*** Records supplied ***

PR #144, opened 2020-06-29
Make it depend on semigroups/fail only on GHC < 8.0

felixonmars:
They are not needed on newer GHC.

### DIFF
--- a/th-desugar.cabal
+++ b/th-desugar.cabal
@@ -47,15 +47,16 @@ library
       ghc-prim,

*** End of Records supplied ***

* _Task description_
Return each line above exactly as it appears.

* _Solution to this problem_
PR #144, opened 2020-06-29
Make it depend on semigroups/fail only on GHC < 8.0

felixonmars:
They are not needed on newer GHC.

### DIFF
--- a/th-desugar.cabal
+++ b/th-desugar.cabal
@@ -47,15 +47,16 @@ library
       ghc-prim,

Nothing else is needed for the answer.